4.2.2. Cache Memory

The purpose of cache memory is to act as a buffer between the very limited, very high-speed CPU registers and the relatively slower and much larger main system memory -- usually referred to as RAM[11]. Cache memory has an operating speed similar to the CPU itself so, when the CPU accesses data in cache, the CPU is not kept waiting for the data.
Cache memory is configured such that, whenever data is to be read from RAM, the system hardware first checks to determine if the desired data is in cache. If the data is in cache, it is quickly retrieved, and used by the CPU. However, if the data is not in cache, the data is read from RAM and, while being transferred to the CPU, is also placed in cache (in case it is needed again later). From the perspective of the CPU, all this is done transparently, so that the only difference between accessing data in cache and accessing data in RAM is the amount of time it takes for the data to be returned.
In terms of storage capacity, cache is much smaller than RAM. Therefore, not every byte in RAM can have its own unique location in cache. As such, it is necessary to split cache up into sections that can be used to cache different areas of RAM, and to have a mechanism that allows each area of cache to cache different areas of RAM at different times. Even with the difference in size between cache and RAM, given the sequential and localized nature of storage access, a small amount of cache can effectively speed access to a large amount of RAM.
When writing data from the CPU, things get a bit more complicated.

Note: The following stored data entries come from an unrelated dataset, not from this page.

PR #348, opened 2016-01-09
Update build

mariogamer2:
Now that Cake have to be cloned separately,I updated.


urherenow:
No. This isn't how to do it. rxtools needs to start using the latest by default.

AlbertoSONIC:
Yeah. We have to update submodules

PR #359, opened 2016-01-14
Fix rxtools

### LINKED ISSUE #358: Attempting to inject FBI leads to hang, commit 647b341
As background, I'm using an o3DS downgraded to fw 9.2 in sysNAND, 10.3 in emuNAND.

I was able to use an older (not sure which) version of rxTools to inject FBI. When compiling 647b341 and installing it, trying to read and just check FBI on both sysNAND and emuNAND leads to rxTools to hang. I did a `git bisect` and traced the issue to commit 77c1f93773113d85421402193d338fede5f1120e, which is when the TMIO driver was introduced. I don't know enough about 3DS development yet to know what to do at this point, though.

As an aside, in previous commits, although checking FBI would not lead to a hang, all rxTools would output was:
```
Completed!
Region: USA
(A) continue
```
From reading the source code, it's not finding or it's failing to open the app (see  [rxTools/rxtools/source/features/downgradeapp.c:525](https://github.com/roxas75/rxTools/blob/d6cf5453ed8d594bc8d3e4a7c6100ffc37c48c33/rxtools/source/features/downgradeapp.c#L525), I think that's the conditional that's failing). If this is expected behavior for sysNAND, then so be it, but if not, I can open another issue to track this thing. (EDIT: Forgot to mention sysNAND has the original Health & Safety app, not FBI, so I would think it would be detected...).

173210:
This pull request fixes #358.


Syphurith:
It seems Unicode or ANSI made some severe problems.. It should be periodically moved to Unicode..

173210:
@Syphurith It's just a bug in downgradeapp, not related to Unicode.

Syphurith:
@173210 Sorry i didn't find that before reading the code. *I found no email from your github.io site..*

173210:
@Syphurith I found also Unicode related bugs LOL
The fixes don't seem enough to fix the bug. I'm still investigating...

Syphurith:
@173210 Don't push yourself too hard. There might be plenty of them.. *Orz*.

173210:
88f16f760a88f5bead1f75c56aa1085c77c4eb69 is the very bug causing #358.
The size of the struct was 4 bytes smaller, so `memset` and other functions had overwritten something else.

@Syphurith Thank you for advice. I forgot to do that :P
c24b0d1ad8b670fad3ad419d652b7dcf3f64f779 is a fix for all printf formats.

Syphurith:
@173210 Thanks this is much better now. Eh..
I've seen the change inside tmd structure.. so we were using wrong structure before (orz).

Desterly:
configuration.c is a mess too I believe.  probably the same issues here would apply there and fix the toolset problem

urherenow:
Toolset problem?

Desterly:
er dataset.   I think it's minor though.. it copies the firmware now but not creating the config file yet

PR #371, opened 2016-01-27
downgradeapp.c - update 'fbi' to unicode

Desterly:
This resolves injecting FBI for me at least.  Otherwise it would just hang


mariogamer2:
Some user report that fe18563adc81945b1f80210a57268f46a36c0566 block on "backink up Health and Security",does this pr fix this?

Desterly:
that's the last thing I would see on mine... it get down to the later point where it say it was injecting and would just hang... so yes, it very well may

PR #389, opened 2016-02-04
Fix Chinese translation

mxalbert1996:


Syphurith:
Could you please tell me what you did exactly in description of this pull request? Is some of them fixed and some useless entries removed? *Tab and space could sometime be a problem, just check the `File Changed` page in this pull..* And happy new year festival!

mxalbert1996:
@Syphurith Well I fixed some inaccurate and wrong translations. Just changed to Tab to match the English lang file. And Thanks!

urherenow:
Looking at this file and change confuses the hell out of me. I can't tell when and where %ls is needed. Some lines have it. Some lines don't. Some have it after the kanji. Some have it in the middle (kanji both before and after). Some have it multiple times in a row...

Can someone please explain or at least post a link to a good doc about it?

mxalbert1996:
@urherenow `%ls` represents the string argument used to fill in the sentence. For the details of `swprintf` function and the specifiers you can look at http://www.cplusplus.com/reference/cstdio/printf/ and http://www.cplusplus.com/reference/cwchar/swprintf/. Maybe looking at the `en.json` would be easier to understand.

RandomIntermition:
not 100% sure but i'm pretty sure LINE 65 says 'reservation/retention'? wouldn't a word for save/preserve make a better translation? or are retain and retention the same in simp'chinese? :S
just a minor thing, can still be understood i know but 'the better the better' right ;)

mxalbert1996:
@RandomIntermition Thanks for advice :)

RandomIntermition:
yes, that sounds better now.
had a second look top to bottom and didn't notice any other 'errors'. :)

PR #404, opened 2016-02-10
guide update

RandomIntermition:
updated guide in ref. to n3ds current method (beta)

also renamed old 3.0 to alpha, to avoid it being seen as current version.


AlbertoSONIC:
Error #404: Pull Request not found xD

Btw, what does merge remote-tracking branch do?

RandomIntermition:
that's because there where updates to main branch midway between this pull request and my fork, i should of updated the fork then made the edits but i did them both at the same time.
(so basically it's all of the changes that happened to rxtools master vs my master, changes that have actually already been applied)

to make things simpler i'll close and re sync everything then issue it again.

PR #408, opened 2016-02-11
docs update

RandomIntermition:
This is a reup of the previous pull request #404 but with the sync error removed.

info:

removed a few files that aren't needed,
the docs folder not consists of ONLY .pdf documents and an editors notes to allow future editors to keep maintain the same formatting.

changes:
quickstartQuide updates to match BETA and n3ds keys info.
makefile updated to use BETA pdf
older pdf renamed to alpha to avoid confusion.

files removed:
two svg image files that already exist within the docs and are no longer needed.
and an incredibly outdated edit of rxtools.pdf that is no longer needed.
current .pdf docs can be easily edited so additional formats being kept on git docs just causes clutter.

additional:
rxtools.pdf has not been updated to reflect 3.0 yet.


urherenow:
I don't understand the need to keep an older .pdf. If someone is installing an older rxTools, they will HAVE the older .pdf that comes with it anyway.

?

RandomIntermition:
no they won't, the older .pdf was only included in 1 release/handful of nightlies. so anyone working with previous versions that didn't include it in build may still want it.
especially seen as changes in the newer version only apply to n3ds users.
(if you read the notes you'll see it's being left there for ref. until a final 3.0 release)

only the current version is included in make so unless you're someone working on docs it really shouldn't be an issue.

it's the equivalent of saying "we should remove all prior releases because there's a new release out, people who have older releases will have the files so don't need to keep them".

Syphurith:
~~I hope the file `QuickStartGuide_v3.0.pdf` or `QuickStartGuide_v3.0(BETA).pdf` could be a more stable name `QuickStartGuide.pdf` that without any version marks. Git would also deal with the document file, so just update the `Document Release Date` section in document when it is updated.~~

RandomIntermition:
Cancelled temporarily.
Awaiting confirmation on an issue brought up by @urherenow relating to n3ds firm setup.

PR #424, opened 2016-02-16
docs update make unchanged

RandomIntermition:
no build related edits have been made so can be merged without errors.

single line edit in QSG, deleted an old ref. to firmware.bin in QA.
title remains the same so won't affect make.

added a first of the updated version of what was rxtools.pdf
it's now named rxtools_manual with the inner title of "Full Manual".
it isn't finished but thought i'd upload an edition just so there's something there rather than that old file (rxtools.pdf) which i've deleted in this pull.

to avoid confusion final doc name has been appended with DO NOT USE, so no one adds it to make.

EDIT: the rest of the comment has been removed as it was just talking about unfinished work in main man .pdf which is now 3/4 of the way to being finished.

**try to get this merged by the end of the week, then i'll have finished the first revision and will submit for review, so the community can open an issue and point out what i'm sure will be many many mistakes that have gone unnoticed.**


RandomIntermition:
old

PR #440, opened 2016-02-26
Update Makefile

b-:
Added export PATH	:= $(DEVKITARM)/bin:$(PATH) from the CakesROPSpider Makefile. This solves some compilation issues I was having on OS X 10.11 El Capitan.

### DIFF
--- a/Makefile
+++ b/Makefile
@@ -12,7 +12,7 @@
 # You should have received a copy of the GNU General Public License
 # along with this program; if not, write to the Free Software
 # Foundation, Inc., 51 Franklin Street, Fifth Floor, Boston, MA  02110-1301, USA.
-
+export PATH := $(DEVKITARM)/bin:$(PATH)
 CODE_FILE := code.bin
 SYS_PATH := rxTools/sys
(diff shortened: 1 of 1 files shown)


b-:
The path issues I was having are *probably* user error on my part, but CakesROPSpider's Makefile still prevents such user errors as long as $DEVKITARM is defined properly. By adding this line to the main rxTools Makefile we're actually ensuring that $DEVKITARM/bin is the first folder in the command search path, which means that anybody with a properly installed copy of devkitARM needn't add it to their path variable for compilation.

Also, the fact that compiling requires `make release` was getting annoying to me, since most Makefiles I've encountered have a sane default target. By listing `all-target-brahma` in the Makefile as the first target whose name doesn't begin with a `.` (e.g., `.PHONY` — what is that anyway?) it was the *only* target that would be compiled upon simply typing `make`, requiring a user to type `make release` to properly compile rxTools. `.DEFAULT_GOAL` is a Makefile variable pointing to what the default target *should* be (in this case, `release`).

PR #450, opened 2016-02-29
rxtools: Add init

173210:
init is an alternative for bigpayload in CakeHax and can be an entry point for delebile's arm9loaderhax.


urherenow:
if this is what I just tried, it does not work. The current roxas75/rxTools arm9loaderhax branch at least loads the menu (but data installation suite is broken).

173210:
It needs modifications for arm9loaderhax. Please consider it's just for CakeHax for now.

AlbertoSONIC:
Is this really needed? rxTools arm9loaderhax branch already works fine in both arm9loaderhax and other entrypoints, using cakehax bigpayload and modded makefile which outputs arm9loaderhax.bin (which basically is code.bin with first 0x12000 part removed)

173210:
Yes. arm9loaderhax branch will not work with CakeHax and possibly causes unexpected results.

173210:
Ok, I read again and found it has a dirty hack to extract bigpayload from CakeHax. So it may work. But still it's a hack and can be corrupted.

AlbertoSONIC:
Well if you think doing a separate init is better then my dirty hack then I'll merge this... But please fix arm9loaderhax support ;)

AlbertoSONIC:
Also, rxTools will be renamed to RX Custom Firmware so maybe tools.bin won't fit that much

173210:
Originally init was developed because `bigpayload` sets MPU up incorrectly for new 3DS. Now we need to update MPU configuration in the initial bootstrap.

173210:
> RX Custom Firmware

Wow.

AlbertoSONIC:
Mmm so now code.bin is the init and tool.bin is the actual RX code?

173210:
Yes.

AlbertoSONIC:
So code.bin is what will be renamed to arm9loaderhax.bin and placed in sd root...

173210:
No. `code.bin` includes ROP, but `arm9loaderhax.bin` shouldn't.

AlbertoSONIC:
init.bin?

urherenow:
You told me earlier that it was the same thing... Is that why it didn't work?

173210:
@urherenow First, it will generate `bin/init.bin` (previously `rxtools.bin`), then `bin/tool.bin`. `bin/init.bin` will be assembled with CakeHax. The result is `code.bin`.

RinMaru:
wait your not planing on making rxcfw a9lh only right?

173210:
@Zetchzie This pull request and `arm9loaderhax` branch won't kill other entry points.

RinMaru:
thank god im not ready to set a9lh as my default.

urherenow:
Before everything is working AND emunand9 and decrypt9 can be launched directly from the RXcfw, AuReiNand is better for a9lh anyway. It already works, and the sysnand launch with 9.0 native_firm also keeps it compatible with Gateway.

mariogamer2:
@AlbertoSONIC Maybe a name more than this XD

173210:
77512fe3db1a1950622849f23e64f2db3ae82d80: Updated the MPU configuration according to delebile's arm9loaderhax.
https://github.com/delebile/arm9loaderhax/blob/d52f7b46ec734d7a3390e098883872336ed0481b/payload_stage1/source/_start.s

Probably it boots. But no new 3DS support. But I have an idea to fix that.

RinMaru:
so nightlys are no longer a thing its been canceled. when is the next beta expected?

AlbertoSONIC:
@173210 Cakes has an MPU settings code which works on both arm9loaderhax and other entrypoints. It's also working on new 3ds... You may take a look at it (it's the one I used in arm9loaderhax branch, it works)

There are two different approaches that can be used. In both cases, the data is first written to cache. However, since the purpose of cache is to function as a very fast copy of the contents of selected portions of RAM, any time a piece of data changes its value, that new value must be written to both cache memory and RAM. Otherwise, the data in cache and the data in RAM would no longer match.
The two approaches differ in how this is done. One approach, known as write-through caching, immediately writes the modified data to RAM. Write-back caching, however, delays the writing of modified data back to RAM. The reason for doing this is to reduce the number of times a frequently-modified piece of data must be written back to RAM.
Write-through cache is a bit simpler to implement; for this reason it is most common. Write-back cache is a bit trickier to implement; in addition to storing the actual data, it is necessary to maintain some sort of mechanism capable of flagging the cached data as clean (the data in cache is the same as the data in RAM), or dirty (the data in cache has been modified, meaning that the data in RAM is no longer current). It is also necessary to implement a way of periodically flushing dirty cache entries back to RAM.

4.2.2.1. Cache Levels

Cache subsystems in present-day computer designs may be multi-level; that is, there might be more than one set of cache between the CPU and main memory. The cache levels are often numbered, with lower numbers being closer to the CPU. Many systems have two cache levels:
  • L1 cache is often located directly on the CPU chip itself and runs at the same speed as the CPU
  • L2 cache is often part of the CPU module, runs at CPU speeds (or nearly so), and is usually a bit larger and slower than L1 cache
Some systems (normally high-performance servers) also have L3 cache, which is usually part of the system motherboard. As might be expected, L3 cache would be larger (and most likely slower) than L2 cache.
In either case, the goal of all cache subsystems -- whether single- or multi-level -- is to reduce the average access time to the RAM.


[11] While "RAM" is an acronym for "Random Access Memory," and a term that could easily apply to any storage technology allowing the non-sequential access of stored data, when system administrators talk about RAM they invariably mean main system memory.